Today is Wednesday, June 25, the 176th day of 2025. There are 189 days left in the year.
Today in history:
On June 25, 1950, war broke out in Korea as forces from the communist North invaded the South. The conflict would last for over three years and would be responsible for an estimated 4 million deaths, an estimated 3 million of whom were civilians.
Also on this date:
In 1876, the Battle of the Little Bighorn, also known as Custer's Last Stand, began in southeastern Montana Territory. As many as 100 Native Americans were killed in the battle, as were 268 people attached to the 7th Cavalry Regiment, including George Armstrong Custer and Mark Kellogg, the first Associated Press reporter to die in the line of duty.

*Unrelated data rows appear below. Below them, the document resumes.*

Issue #110, opened 2022-03-24
Update and Persist Session Names to Card


douglance:
Users want to be able to rename sessions from random hashes to something memorable. 

In order for the data to persist over time, updated names should be saved to the card itself. 

The frontend should receive these names when listing the sessions.

PR #169, opened 2022-07-19
Friendly name (#110)

zerodouglas:
Renames GetName to GetCardId. I added two new functions to the session interface so that the new resources to appropriately be called and added necessary changes to Swagger.

### DIFF
--- a/gui/api.go
+++ b/gui/api.go
@@ -67,7 +67,7 @@ func Server(port string, certFile string, keyFile string, mock bool) {
 		}
 		//will only be one
 		for _, sess := range session.t.ListSessions() {
-			cache[sess.GetName()] = &sessionCache{
+			cache[sess.GetCardId()] = &sessionCache{
 				phonons:        make(map[uint16]*model.Phonon),
 				cachePopulated: false,
 			}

In 1938, the Fair Labor Standards Act of 1938, which set a minimum wage, guaranteed overtime pay and banned ''oppressive child labor,'' was signed into law by President Franklin D. Roosevelt.
In 1947, ''The Diary of a Young Girl,'' the personal journal of Anne Frank, a German-born Jewish girl hiding with her family from the Nazis in Amsterdam during World War II, was first published.
In 1973, former White House Counsel John Dean began testifying before the Senate Watergate Committee, implicating top administration officials, including President Richard Nixon as well as himself, in the Watergate scandal and cover-up.